## Problem description
If a line contains the word "interpolation", include it in the count; state how many such lines the listing has and nothing else.

## Available records

PR #8561, opened 2024-11-16
[Transaction Engine] Use Question mark interpolation

rluodev:
Fix instances where we were using string interpolation


app/services/transaction_grouping_engine/transaction/all.rb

## Answer for the task
2